__Collected data__:
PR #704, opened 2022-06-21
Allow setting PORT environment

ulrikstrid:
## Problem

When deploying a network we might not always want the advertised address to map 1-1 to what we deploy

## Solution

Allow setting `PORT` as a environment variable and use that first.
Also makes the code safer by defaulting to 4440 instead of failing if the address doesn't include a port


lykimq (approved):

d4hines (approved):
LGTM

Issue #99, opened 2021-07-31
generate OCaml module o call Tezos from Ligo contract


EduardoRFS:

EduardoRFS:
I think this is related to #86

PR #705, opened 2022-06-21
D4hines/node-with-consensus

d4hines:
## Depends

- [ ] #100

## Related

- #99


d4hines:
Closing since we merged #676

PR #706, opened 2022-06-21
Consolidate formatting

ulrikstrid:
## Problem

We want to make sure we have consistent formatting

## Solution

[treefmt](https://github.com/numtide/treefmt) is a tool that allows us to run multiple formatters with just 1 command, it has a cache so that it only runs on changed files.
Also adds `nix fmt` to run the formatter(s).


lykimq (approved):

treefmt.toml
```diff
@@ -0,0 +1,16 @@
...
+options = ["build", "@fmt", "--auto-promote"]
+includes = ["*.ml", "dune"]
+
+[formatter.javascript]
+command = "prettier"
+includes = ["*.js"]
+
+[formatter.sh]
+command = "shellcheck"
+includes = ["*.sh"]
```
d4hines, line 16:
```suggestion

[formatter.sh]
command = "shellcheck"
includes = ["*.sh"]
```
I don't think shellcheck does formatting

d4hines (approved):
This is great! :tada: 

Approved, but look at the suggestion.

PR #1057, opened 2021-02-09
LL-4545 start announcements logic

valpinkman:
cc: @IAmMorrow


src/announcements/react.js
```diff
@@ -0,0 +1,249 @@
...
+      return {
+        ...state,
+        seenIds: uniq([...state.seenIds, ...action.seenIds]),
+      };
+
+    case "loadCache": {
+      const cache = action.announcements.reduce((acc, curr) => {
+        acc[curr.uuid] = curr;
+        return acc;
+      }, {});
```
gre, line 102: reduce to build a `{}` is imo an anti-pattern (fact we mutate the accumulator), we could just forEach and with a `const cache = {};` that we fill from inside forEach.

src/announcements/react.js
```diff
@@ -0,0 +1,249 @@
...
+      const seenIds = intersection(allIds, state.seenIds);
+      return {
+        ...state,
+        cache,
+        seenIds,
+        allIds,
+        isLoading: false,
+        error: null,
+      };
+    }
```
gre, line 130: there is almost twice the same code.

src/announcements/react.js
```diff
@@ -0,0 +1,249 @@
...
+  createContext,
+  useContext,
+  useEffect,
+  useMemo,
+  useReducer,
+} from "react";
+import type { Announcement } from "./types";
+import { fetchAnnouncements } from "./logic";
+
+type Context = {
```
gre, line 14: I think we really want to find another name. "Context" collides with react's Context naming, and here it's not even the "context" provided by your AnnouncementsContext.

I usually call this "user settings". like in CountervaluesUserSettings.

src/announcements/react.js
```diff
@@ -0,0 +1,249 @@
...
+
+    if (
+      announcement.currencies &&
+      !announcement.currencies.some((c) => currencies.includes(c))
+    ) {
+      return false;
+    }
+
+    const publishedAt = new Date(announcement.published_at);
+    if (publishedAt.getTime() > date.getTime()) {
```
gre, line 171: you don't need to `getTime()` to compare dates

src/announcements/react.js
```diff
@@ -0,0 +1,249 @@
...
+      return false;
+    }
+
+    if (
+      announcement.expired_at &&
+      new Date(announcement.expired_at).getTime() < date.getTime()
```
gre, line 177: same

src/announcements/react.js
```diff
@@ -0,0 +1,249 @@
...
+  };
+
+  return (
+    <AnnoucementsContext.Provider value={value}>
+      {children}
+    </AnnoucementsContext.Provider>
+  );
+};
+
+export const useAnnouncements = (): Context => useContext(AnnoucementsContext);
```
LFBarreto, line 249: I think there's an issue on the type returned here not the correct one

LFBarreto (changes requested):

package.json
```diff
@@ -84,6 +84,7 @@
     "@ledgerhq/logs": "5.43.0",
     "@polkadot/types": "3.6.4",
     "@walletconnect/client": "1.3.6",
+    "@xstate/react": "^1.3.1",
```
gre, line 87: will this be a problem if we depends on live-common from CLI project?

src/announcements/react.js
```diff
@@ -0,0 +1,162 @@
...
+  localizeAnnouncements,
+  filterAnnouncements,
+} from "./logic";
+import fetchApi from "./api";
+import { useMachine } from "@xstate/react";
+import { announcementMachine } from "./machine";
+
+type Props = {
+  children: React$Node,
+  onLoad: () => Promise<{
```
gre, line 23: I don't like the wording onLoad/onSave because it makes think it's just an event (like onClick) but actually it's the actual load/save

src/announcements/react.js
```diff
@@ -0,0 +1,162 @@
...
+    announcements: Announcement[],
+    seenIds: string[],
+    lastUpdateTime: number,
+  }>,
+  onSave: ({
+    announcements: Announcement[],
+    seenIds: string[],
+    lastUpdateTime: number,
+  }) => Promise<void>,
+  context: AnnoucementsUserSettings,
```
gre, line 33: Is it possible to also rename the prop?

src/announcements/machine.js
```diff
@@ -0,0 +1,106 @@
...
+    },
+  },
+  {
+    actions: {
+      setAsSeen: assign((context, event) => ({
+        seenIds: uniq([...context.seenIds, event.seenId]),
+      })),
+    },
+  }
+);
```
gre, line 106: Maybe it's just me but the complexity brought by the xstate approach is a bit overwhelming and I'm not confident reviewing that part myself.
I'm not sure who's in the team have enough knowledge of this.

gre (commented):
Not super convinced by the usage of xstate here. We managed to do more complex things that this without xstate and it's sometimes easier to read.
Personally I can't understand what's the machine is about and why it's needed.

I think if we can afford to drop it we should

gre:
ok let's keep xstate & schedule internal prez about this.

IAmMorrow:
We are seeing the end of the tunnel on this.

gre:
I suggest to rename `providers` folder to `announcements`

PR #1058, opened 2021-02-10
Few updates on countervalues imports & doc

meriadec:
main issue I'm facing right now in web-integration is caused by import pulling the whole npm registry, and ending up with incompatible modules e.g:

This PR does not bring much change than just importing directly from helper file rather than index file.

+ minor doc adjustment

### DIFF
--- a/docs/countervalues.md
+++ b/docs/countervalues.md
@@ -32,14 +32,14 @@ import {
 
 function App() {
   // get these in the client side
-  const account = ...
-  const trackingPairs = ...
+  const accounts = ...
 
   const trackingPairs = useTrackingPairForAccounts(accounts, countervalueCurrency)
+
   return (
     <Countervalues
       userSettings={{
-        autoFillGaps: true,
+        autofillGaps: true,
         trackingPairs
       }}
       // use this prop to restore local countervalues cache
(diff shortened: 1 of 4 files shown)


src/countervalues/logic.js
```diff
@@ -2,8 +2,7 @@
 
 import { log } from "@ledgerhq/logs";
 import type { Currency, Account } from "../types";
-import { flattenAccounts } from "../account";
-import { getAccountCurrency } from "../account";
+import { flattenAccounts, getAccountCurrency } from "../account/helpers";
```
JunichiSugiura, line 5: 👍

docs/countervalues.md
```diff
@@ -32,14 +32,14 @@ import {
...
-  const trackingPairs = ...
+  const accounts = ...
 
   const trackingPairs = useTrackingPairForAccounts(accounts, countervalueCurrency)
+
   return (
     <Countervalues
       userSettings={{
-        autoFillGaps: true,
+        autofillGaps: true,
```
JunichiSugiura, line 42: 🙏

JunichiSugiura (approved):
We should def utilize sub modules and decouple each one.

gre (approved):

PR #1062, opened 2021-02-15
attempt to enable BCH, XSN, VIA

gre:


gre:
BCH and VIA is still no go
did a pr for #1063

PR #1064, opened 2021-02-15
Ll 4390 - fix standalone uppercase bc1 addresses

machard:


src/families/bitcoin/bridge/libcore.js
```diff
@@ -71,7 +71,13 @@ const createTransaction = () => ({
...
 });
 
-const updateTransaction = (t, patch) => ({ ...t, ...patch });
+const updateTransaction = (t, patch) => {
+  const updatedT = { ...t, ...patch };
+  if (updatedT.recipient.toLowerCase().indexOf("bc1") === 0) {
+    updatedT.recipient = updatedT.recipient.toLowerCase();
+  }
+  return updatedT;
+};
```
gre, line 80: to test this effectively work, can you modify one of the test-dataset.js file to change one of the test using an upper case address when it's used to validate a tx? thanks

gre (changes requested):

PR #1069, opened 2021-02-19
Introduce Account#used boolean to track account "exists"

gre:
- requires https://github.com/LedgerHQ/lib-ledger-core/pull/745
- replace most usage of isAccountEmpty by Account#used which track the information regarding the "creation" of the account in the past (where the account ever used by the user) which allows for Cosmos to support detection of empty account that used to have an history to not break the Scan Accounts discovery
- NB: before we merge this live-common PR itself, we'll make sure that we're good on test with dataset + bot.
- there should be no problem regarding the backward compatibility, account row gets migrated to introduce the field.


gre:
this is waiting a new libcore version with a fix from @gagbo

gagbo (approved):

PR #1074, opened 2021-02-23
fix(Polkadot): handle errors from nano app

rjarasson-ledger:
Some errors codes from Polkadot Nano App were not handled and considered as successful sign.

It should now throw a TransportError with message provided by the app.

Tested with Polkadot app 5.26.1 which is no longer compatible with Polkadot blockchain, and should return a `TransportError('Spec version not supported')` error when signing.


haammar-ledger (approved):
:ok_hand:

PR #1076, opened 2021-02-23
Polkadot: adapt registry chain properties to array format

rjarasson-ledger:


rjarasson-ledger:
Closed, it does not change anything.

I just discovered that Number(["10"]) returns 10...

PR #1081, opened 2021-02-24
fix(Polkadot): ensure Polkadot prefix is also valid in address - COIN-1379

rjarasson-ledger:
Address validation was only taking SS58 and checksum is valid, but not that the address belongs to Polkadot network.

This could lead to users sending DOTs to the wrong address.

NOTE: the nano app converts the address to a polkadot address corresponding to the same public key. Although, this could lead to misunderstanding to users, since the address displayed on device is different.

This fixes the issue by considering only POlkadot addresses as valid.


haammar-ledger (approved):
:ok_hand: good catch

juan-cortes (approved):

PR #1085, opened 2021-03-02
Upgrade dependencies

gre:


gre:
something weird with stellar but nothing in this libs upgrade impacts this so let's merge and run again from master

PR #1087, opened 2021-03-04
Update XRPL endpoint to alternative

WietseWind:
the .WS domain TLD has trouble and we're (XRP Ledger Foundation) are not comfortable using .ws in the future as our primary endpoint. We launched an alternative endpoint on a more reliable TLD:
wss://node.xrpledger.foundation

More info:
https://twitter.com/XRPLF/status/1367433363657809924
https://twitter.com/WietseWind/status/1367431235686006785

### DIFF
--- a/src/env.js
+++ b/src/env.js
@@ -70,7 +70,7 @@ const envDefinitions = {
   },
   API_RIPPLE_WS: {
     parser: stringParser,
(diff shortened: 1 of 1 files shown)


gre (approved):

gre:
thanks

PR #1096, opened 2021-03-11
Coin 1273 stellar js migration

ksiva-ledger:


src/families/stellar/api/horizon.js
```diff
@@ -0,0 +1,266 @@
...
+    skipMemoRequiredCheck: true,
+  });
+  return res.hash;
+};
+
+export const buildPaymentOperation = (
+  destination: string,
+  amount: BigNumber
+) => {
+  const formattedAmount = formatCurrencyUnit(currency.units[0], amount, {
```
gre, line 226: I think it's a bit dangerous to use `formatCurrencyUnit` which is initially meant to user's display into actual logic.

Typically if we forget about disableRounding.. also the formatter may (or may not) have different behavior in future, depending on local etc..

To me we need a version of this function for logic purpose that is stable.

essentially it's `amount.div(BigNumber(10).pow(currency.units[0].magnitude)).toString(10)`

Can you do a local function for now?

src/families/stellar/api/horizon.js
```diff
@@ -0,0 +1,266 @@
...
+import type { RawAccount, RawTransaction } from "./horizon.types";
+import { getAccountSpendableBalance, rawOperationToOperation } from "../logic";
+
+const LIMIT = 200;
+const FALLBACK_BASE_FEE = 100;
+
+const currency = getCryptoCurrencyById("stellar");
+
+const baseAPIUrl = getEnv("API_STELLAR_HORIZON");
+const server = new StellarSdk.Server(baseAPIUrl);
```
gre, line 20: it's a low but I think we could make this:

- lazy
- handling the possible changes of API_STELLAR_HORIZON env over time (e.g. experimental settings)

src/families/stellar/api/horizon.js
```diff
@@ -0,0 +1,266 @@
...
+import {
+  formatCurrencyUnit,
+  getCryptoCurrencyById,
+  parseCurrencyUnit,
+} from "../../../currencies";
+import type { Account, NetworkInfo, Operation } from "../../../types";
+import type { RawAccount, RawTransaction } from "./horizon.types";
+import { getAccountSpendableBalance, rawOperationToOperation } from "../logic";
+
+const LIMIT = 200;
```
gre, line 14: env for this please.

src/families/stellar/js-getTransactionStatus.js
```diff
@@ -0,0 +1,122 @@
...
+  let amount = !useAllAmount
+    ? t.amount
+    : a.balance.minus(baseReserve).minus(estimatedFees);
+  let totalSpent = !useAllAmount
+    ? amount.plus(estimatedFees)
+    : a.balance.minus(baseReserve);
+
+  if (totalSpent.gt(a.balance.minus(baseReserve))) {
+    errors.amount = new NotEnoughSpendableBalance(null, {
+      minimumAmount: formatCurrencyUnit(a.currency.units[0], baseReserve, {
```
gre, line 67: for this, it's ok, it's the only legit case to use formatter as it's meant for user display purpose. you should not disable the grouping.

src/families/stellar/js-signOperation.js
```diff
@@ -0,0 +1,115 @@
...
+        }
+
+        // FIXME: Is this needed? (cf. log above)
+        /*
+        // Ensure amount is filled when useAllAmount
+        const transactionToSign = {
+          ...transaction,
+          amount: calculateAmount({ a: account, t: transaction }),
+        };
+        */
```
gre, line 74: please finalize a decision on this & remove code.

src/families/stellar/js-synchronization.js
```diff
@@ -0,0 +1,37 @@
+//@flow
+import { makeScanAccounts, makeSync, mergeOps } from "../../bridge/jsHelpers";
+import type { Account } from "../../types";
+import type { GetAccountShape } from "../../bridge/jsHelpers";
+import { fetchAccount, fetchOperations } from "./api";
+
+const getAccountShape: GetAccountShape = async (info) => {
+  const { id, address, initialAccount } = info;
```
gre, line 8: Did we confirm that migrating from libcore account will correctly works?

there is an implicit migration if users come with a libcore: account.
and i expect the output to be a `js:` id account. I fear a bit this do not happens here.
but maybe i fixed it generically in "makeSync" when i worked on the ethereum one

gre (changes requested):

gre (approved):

__Instructions to follow__: Your task is to gather all lines from the entries above that hold the word "about".

__Solution__:
Personally I can't understand what's the machine is about and why it's needed.
ok let's keep xstate & schedule internal prez about this.
Typically if we forget about disableRounding.. also the formatter may (or may not) have different behavior in future, depending on local etc..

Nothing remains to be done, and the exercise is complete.